Aaltonen Heidi, Lindén Aki, Heinonsalo Jussi, Biasi Christina, Pumpanen Jukka
Department of Forest Sciences, University of Helsinki, PO Box 27, 00014 Helsinki, Finland.
Department of Food and Environmental Sciences, University of Helsinki, PO Box 56, 00014 Helsinki, Finland.
Tree Physiol. 2017 Apr 1;37(4):418-427. doi: 10.1093/treephys/tpw119.

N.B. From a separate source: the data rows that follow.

PR #18020, opened 2024-03-26
Fixed #35326 -- added `allow_overwrite` parameter to FileSystemStorage.

bcail:
# Trac ticket number
ticket-35326

# Branch description
This patch handled temporary uploaded files when the filesystem storage allows overwriting files.

# Checklist

### DIFF
--- a/django/core/files/storage/filesystem.py
+++ b/django/core/files/storage/filesystem.py
@@ -1,13 +1,16 @@
 import os
+import warnings
 from datetime import datetime, timezone
 from urllib.parse import urljoin
 
 from django.conf import settings
+from django.core.exceptions import SuspiciousFileOperation
 from django.core.files import File, locks
 from django.core.files.move import file_move_safe
 from django.core.signals import setting_changed
 from django.utils._os import safe_join
 from django.utils.deconstruct import deconstructible
+from django.utils.deprecation import RemovedInDjango60Warning
 from django.utils.encoding import filepath_to_uri
 from django.utils.functional import cached_property
 
@@ -21,8 +24,7 @@ class FileSystemStorage(Storage, StorageSettingsMixin):
     Standard filesystem storage
     """
 
-    # The combination of O_CREAT and O_EXCL makes os.open() raise OSError if
-    # the file already exists before it's opened.
+    # RemovedInDjango60Warning: remove OS_OPEN_FLAGS.
     OS_OPEN_FLAGS = os.O_WRONLY | os.O_CREAT | os.O_EXCL | getattr(os, "O_BINARY", 0)
 
     def __init__(
@@ -31,12 +33,23 @@ class FileSystemStorage(Storage, StorageSettingsMixin):
         base_url=None,
         file_permissions_mode=None,
         directory_permissions_mode=None,
+        allow_overwrite=False,
     ):
         self._location = location
         self._base_url = base_url
         self._file_permissions_mode = file_permissions_mode
         self._directory_permissions_mode = directory_permissions_mode
+        self._allow_overwrite = allow_overwrite
         setting_changed.connect(self._clear_cached_properties)
+        # RemovedInDjango60Warning: remove this warning.
+        if self.OS_OPEN_FLAGS != os.O_WRONLY | os.O_CREAT | os.O_EXCL | getattr(
+            os, "O_BINARY", 0
+        ):
+            warnings.warn(
+                "Overriding OS_OPEN_FLAGS is deprecated. Use "
+                "the allow_overwrite parameter instead.",
+                RemovedInDjango60Warning,
+            )
 
     @cached_property
     def base_location(self):
@@ -98,12 +111,30 @@ class FileSystemStorage(Storage, StorageSettingsMixin):
             try:
                 # This file has a file path that we can move.
                 if hasattr(content, "temporary_file_path"):
-                    file_move_safe(content.temporary_file_path(), full_path)
+                    file_move_safe(
+                        content.temporary_file_path(),
+                        full_path,
+                        allow_overwrite=self._allow_overwrite,
+                    )
 
                 # This is a normal uploadedfile that we can stream.
                 else:
-                    # The current umask value is masked out by os.open!
-                    fd = os.open(full_path, self.OS_OPEN_FLAGS, 0o666)
+                    # The combination of O_CREAT and O_EXCL makes os.open() raises an
+                    # OSError if the file already exists before it's opened.
+                    open_flags = (
+                        os.O_WRONLY
+                        | os.O_CREAT
+                        | os.O_EXCL
+                        | getattr(os, "O_BINARY", 0)
+                    )
+                    # RemovedInDjango60Warning: when the deprecation ends, replace with:
+                    # if self._allow_overwrite:
+                    #     open_flags = open_flags & ~os.O_EXCL
+                    if self.OS_OPEN_FLAGS != open_flags:
+                        open_flags = self.OS_OPEN_FLAGS
+                    elif self._allow_overwrite:
+                        open_flags = open_flags & ~os.O_EXCL
+                    fd = os.open(full_path, open_flags, 0o666)
                     _file = None
                     try:
                         locks.lock(fd, locks.LOCK_EX)
@@ -162,7 +193,13 @@ class FileSystemStorage(Storage, StorageSettingsMixin):
             pass
 
     def exists(self, name):
-        return os.path.lexists(self.path(name))
+        try:
+            exists = os.path.lexists(self.path(name))
+        except SuspiciousFileOperation:
+            raise
+        if self._allow_overwrite:
+            return False
+        return exists
 
     def listdir(self, path):
         path = self.path(path)
--- a/docs/ref/files/storage.txt
+++ b/docs/ref/files/storage.txt
@@ -28,7 +28,7 @@ Django provides convenient ways to access the default storage class:
 The ``FileSystemStorage`` class
 ===============================
 
-.. class:: FileSystemStorage(location=None, base_url=None, file_permissions_mode=None, directory_permissions_mode=None)
+.. class:: FileSystemStorage(location=None, base_url=None, file_permissions_mode=None, directory_permissions_mode=None, allow_overwrite=False)
 
     The :class:`~django.core.files.storage.FileSystemStorage` class implements
     basic file storage on a local filesystem. It inherits from
@@ -59,6 +59,13 @@ The ``FileSystemStorage`` class
 
         The file system permissions that the directory will receive when it is
         saved. Defaults to :setting:`FILE_UPLOAD_DIRECTORY_PERMISSIONS`.
+
+    .. attribute:: allow_overwrite
+
+        .. versionadded:: 5.1
+
+        Flag to control allowing saving a new file over an existing one.
+        Defaults to ``False``.
 
     .. method:: get_created_time(name)
 
--- a/docs/releases/5.1.txt
+++ b/docs/releases/5.1.txt
@@ -207,7 +207,10 @@ Error Reporting
 File Storage
 ~~~~~~~~~~~~
 
-* ...
+* The :attr:`~django.core.files.storage.FileSystemStorage.allow_overwrite`
+  parameter has been added to
+  :class:`~django.core.files.storage.FileSystemStorage`, to allow saving new
+  files over existing ones.
 
 File Uploads
 ~~~~~~~~~~~~
@@ -463,6 +466,12 @@ Miscellaneous
 
 * The ``check`` keyword argument of ``CheckConstraint`` is deprecated in favor
   of ``condition``.
+
+* The undocumented ``OS_OPEN_FLAGS`` property of
+  :class:`~django.core.files.storage.FileSystemStorage` has been deprecated.
+  To allow overwriting files in storage, set the new
+  :attr:`~django.core.files.storage.FileSystemStorage.allow_overwrite` option
+  to ``True`` instead.
 
 Features removed in 5.1
 =======================
--- a/docs/internals/deprecation.txt
+++ b/docs/internals/deprecation.txt
@@ -79,6 +79,9 @@ details on these changes.
 
 * The ``check`` keyword argument of ``CheckConstraint`` will be removed.
 
+* The ``OS_OPEN_FLAGS`` attribute of
+  :class:`~django.core.files.storage.FileSystemStorage` will be removed.
+
 .. _deprecation-removed-in-5.1:
 
 5.1
--- a/tests/file_storage/tests.py
+++ b/tests/file_storage/tests.py
@@ -25,11 +25,18 @@ from django.core.files.uploadedfile import (
 )
 from django.db.models import FileField
 from django.db.models.fields.files import FileDescriptor
-from django.test import LiveServerTestCase, SimpleTestCase, TestCase, override_settings
+from django.test import (
+    LiveServerTestCase,
+    SimpleTestCase,
+    TestCase,
+    ignore_warnings,
+    override_settings,
+)
 from django.test.utils import requires_tz_support
 from django.urls import NoReverseMatch, reverse_lazy
 from django.utils import timezone
 from django.utils._os import symlinks_supported
+from django.utils.deprecation import RemovedInDjango60Warning
 
 from .models import (
     Storage,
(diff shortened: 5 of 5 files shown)


django/core/files/storage/filesystem.py
```diff
@@ -98,12 +96,29 @@ def _save(self, name, content):
...
+                        os.O_WRONLY
+                        | os.O_CREAT
+                        | os.O_EXCL
+                        | getattr(os, "O_BINARY", 0)
+                    )
+
+                    if self.ALLOW_OVERWRITE:
+                        open_flags = OS_OPEN_FLAGS & ~os.O_EXCL
+                    else:
+                        open_flags = OS_OPEN_FLAGS
```
adamchainz, line 119: I haven’t understood the problem hard enough to have an opinion about this change, but this pattern would be simpler:

```suggestion
                    open_flags = (
                        os.O_WRONLY
                        | os.O_CREAT
                        | getattr(os, "O_BINARY", 0)
                    )

                    if not self.ALLOW_OVERWRITE:
                        open_flags |= os.O_EXCL
```

bcail: Thanks, I updated the PR.

jschneier:
What about using the `OPTIONS` dict to implement this feature more generally?

django/core/files/storage/filesystem.py
```diff
@@ -21,21 +24,19 @@ class FileSystemStorage(Storage, StorageSettingsMixin):
...
-    # the file already exists before it's opened.
-    OS_OPEN_FLAGS = os.O_WRONLY | os.O_CREAT | os.O_EXCL | getattr(os, "O_BINARY", 0)
-
     def __init__(
         self,
         location=None,
         base_url=None,
         file_permissions_mode=None,
         directory_permissions_mode=None,
+        allow_overwrite=False,
```
sarahboyce, line 33: We need an update to the docs for [`FileSystemStorage`](https://docs.djangoproject.com/en/5.0/ref/files/storage/#the-filesystemstorage-class) adding `allow_overwite` and a `.. versionchanged::` note.
We also need a release note for `allow_overwite` and a deprecation/removed note for `OS_OPEN_FLAGS`.

django/core/files/storage/filesystem.py
```diff
@@ -64,6 +65,19 @@ def directory_permissions_mode(self):
...
+            name = str(name).replace("\\", "/")
+            dir_name, file_name = os.path.split(name)
+            if ".." in pathlib.PurePath(dir_name).parts:
+                raise SuspiciousFileOperation(
+                    "Detected path traversal attempt in '%s'" % dir_name
+                )
+            validate_file_name(file_name)
+            return name
+        else:
+            return super().get_available_name(name, max_length)
```
sarahboyce, line 79: Can you explain why this change is required? I also believe it is untested.

sarahboyce (commented):
Thank you for this @bcail! I have initial comments 👍

django/core/files/storage/filesystem.py
bcail: This change is needed so that the name is allowed even if there's already a file by that name. If I remove this change, the two `file_storage.tests.OverwritingStorageTests` tests fail.

bcail:
@sarahboyce Thanks for your review. I've added `OS_OPEN_FLAGS` back in, for deprecation, and I added some documentation. Do we need to add a deprecation warning in the code if `OS_OPEN_FLAGS` is used? If so, I'm not sure how to do that since we're always setting `OS_OPEN_FLAGS` here in the django code.

django/core/files/storage/filesystem.py
sarahboyce: I think we need to add `file_storage.test_generate_filename.GenerateFilenameStorageTests.test_storage_dangerous_paths_dir_name` or create a very similar test for when to `FileSystemStorage` has `allow_overwrite=True`

sarahboyce (commented):
> I added a commit with a warning if the default OS_OPEN_FLAGS is overridden.

Thank you for doing this @bcail, I think this approach looks good to me.

I have a few minor comments, this is getting really close 👍

django/core/files/storage/filesystem.py
```diff
@@ -24,19 +29,30 @@ class FileSystemStorage(Storage, StorageSettingsMixin):
     # The combination of O_CREAT and O_EXCL makes os.open() raise OSError if
     # the file already exists before it's opened.
     OS_OPEN_FLAGS = os.O_WRONLY | os.O_CREAT | os.O_EXCL | getattr(os, "O_BINARY", 0)
+    _default_open_flags = (
+        os.O_WRONLY | os.O_CREAT | os.O_EXCL | getattr(os, "O_BINARY", 0)
+    )
```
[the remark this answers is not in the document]
bcail: OK, if you let me know how you want it, I'll change it.

django/core/files/storage/filesystem.py
```diff
@@ -24,19 +29,30 @@ class FileSystemStorage(Storage, StorageSettingsMixin):
     # The combination of O_CREAT and O_EXCL makes os.open() raise OSError if
     # the file already exists before it's opened.
     OS_OPEN_FLAGS = os.O_WRONLY | os.O_CREAT | os.O_EXCL | getattr(os, "O_BINARY", 0)
```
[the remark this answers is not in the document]
bcail: I added instructions on what to remove.

docs/releases/5.1.txt
```diff
@@ -454,6 +455,10 @@ Miscellaneous
 * The ``check`` keyword argument of ``CheckConstraint`` is deprecated in favor
   of ``condition``.
 
+* The ``OS_OPEN_FLAGS`` property of ``FileSystemStorage`` has been deprecated.
+  To allow overwriting files in storage, set the new ``allow_overwrite`` option
```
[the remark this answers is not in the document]
bcail: I updated the links, except that I got a warning making a link to `OS_OPEN_FLAGS` - I think because it's not documented.

docs/releases/5.1.txt
```diff
@@ -204,7 +204,8 @@ Error Reporting
 File Storage
 ~~~~~~~~~~~~
 
-* ...
+* The ``allow_overwrite`` parameter has been added to ``FileSystemStorage``,
```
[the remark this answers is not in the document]
bcail: I updated these links.

docs/ref/files/storage.txt
```diff
@@ -55,6 +55,13 @@ The ``FileSystemStorage`` class
         The file system permissions that the directory will receive when it is
         saved. Defaults to :setting:`FILE_UPLOAD_DIRECTORY_PERMISSIONS`.
 
+    .. attribute:: allow_overwrite
+
+        Flag to control allowing saving a new file over an existing one.
+        Defaults to ``False``.
+
+        .. versionadded:: 5.1
```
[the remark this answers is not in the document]
bcail: I moved it over.

django/core/files/storage/filesystem.py
bcail: I updated the tests.

docs/releases/5.1.txt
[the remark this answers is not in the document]
sarahboyce: Ah yes sorry, leave `OS_OPEN_FLAGS` 👍

jschneier:
Kind of derailed the original ticket so would rename the title

django/core/files/storage/filesystem.py
sarahboyce: I think instead of overwriting `get_available_name` here, we can overwrite `exists` to something like:
```python
    def exists(self, name):
        exists = os.path.lexists(self.path(name))
        if self._allow_overwrite:
            return False
        return exists
```
It requires some test updates (these need a think) but something like:
```diff
@@ -99,14 +99,14 @@ class FileStorageTests(SimpleTestCase):
         f = self.storage.open("storage_test", "w")
         f.write("storage contents")
         f.close()
-        self.assertTrue(self.storage.exists("storage_test"))
+        self.assertTrue(os.path.exists(os.path.join(self.temp_dir, "storage_test")))

         f = self.storage.open("storage_test", "r")
         self.assertEqual(f.read(), "storage contents")
         f.close()

         self.storage.delete("storage_test")
-        self.assertFalse(self.storage.exists("storage_test"))
+        self.assertFalse(os.path.exists(os.path.join(self.temp_dir, "storage_test")))

     def _test_file_time_getter(self, getter):
         # Check for correct behavior under both USE_TZ=True and USE_TZ=False.
@@ -275,10 +275,10 @@ class FileStorageTests(SimpleTestCase):
         """
         Saving a pathname should create intermediate directories as necessary.
         """
-        self.assertFalse(self.storage.exists("path/to"))
+        self.assertFalse(os.path.exists(os.path.join(self.temp_dir, "path/to")))
         self.storage.save("path/to/test.file", ContentFile("file saved with path"))

-        self.assertTrue(self.storage.exists("path/to"))
+        self.assertTrue(os.path.exists(os.path.join(self.temp_dir, "path/to")))
         with self.storage.open("path/to/test.file") as f:
             self.assertEqual(f.read(), b"file saved with path")

@@ -694,13 +694,11 @@ class OverwritingStorageTests(FileStorageTests):
         stored_name_1 = self.storage.save(name, f_1)
         try:
             self.assertEqual(stored_name_1, name)
-            self.assertTrue(self.storage.exists(name))
             self.assertTrue(os.path.exists(os.path.join(self.temp_dir, name)))
             with self.storage.open(name) as fp:
                 self.assertEqual(fp.read(), content_1)
             stored_name_2 = self.storage.save(name, f_2)
             self.assertEqual(stored_name_2, name)
-            self.assertTrue(self.storage.exists(name))
             self.assertTrue(os.path.exists(os.path.join(self.temp_dir, name)))
             with self.storage.open(name) as fp:
                 self.assertEqual(fp.read(), content_2)
@@ -722,13 +720,11 @@ class OverwritingStorageTests(FileStorageTests):
         stored_name_1 = self.storage.save(name, f_1)
         try:
             self.assertEqual(stored_name_1, name)
-            self.assertTrue(self.storage.exists(name))
             self.assertTrue(os.path.exists(os.path.join(self.temp_dir, name)))
             with self.storage.open(name) as fp:
                 self.assertEqual(fp.read(), content_1)
             stored_name_2 = self.storage.save(name, f_2)
             self.assertEqual(stored_name_2, name)
-            self.assertTrue(self.storage.exists(name))
             self.assertTrue(os.path.exists(os.path.join(self.temp_dir, name)))
             with self.storage.open(name) as fp:
```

As the number of drought occurrences has been predicted to increase with increasing temperatures, it is believed that boreal forests will become particularly vulnerable to decreased growth and increased tree mortality caused by the hydraulic failure, carbon starvation and vulnerability to pests following these. Although drought-affected trees are known to have stunted growth, as well as increased allocation of carbon to roots, still not enough is known about the ways in which trees can acclimate to drought. We studied how drought stress affects belowground and aboveground carbon dynamics, as well as nitrogen uptake, in Scots pine (Pinus sylvestris L.) seedlings exposed to prolonged drought. Overall 40 Scots pine seedlings were divided into control and drought treatments over two growing seasons. Seedlings were pulse-labelled with 13CO2 and litter bags containing 15N-labelled root biomass, and these were used to follow nutrient uptake of trees. We determined photosynthesis, biomass distribution, root and rhizosphere respiration, water potential, leaf osmolalities and carbon and nitrogen assimilation patterns in both treatments. The photosynthetic rate of the drought-induced seedlings did not decrease compared to the control group, the maximum leaf specific photosynthetic rate being 0.058 and 0.045 µmol g-1 s-1 for the drought and control treatments, respectively. The effects of drought were, however, observed as lower water potentials, increased osmolalities as well as decreased growth and greater fine root-to-shoot ratio in the drought-treated seedlings. We also observed improved uptake of labelled nitrogen from soil to needles in the drought-treated seedlings. The results indicate acclimation of seedlings to long-term drought by aiming to retain sufficient water uptake with adequate allocation to roots and root-associated mycorrhizal fungi. The plants seem to control water potential with osmolysis, for which sufficient photosynthetic capability is needed.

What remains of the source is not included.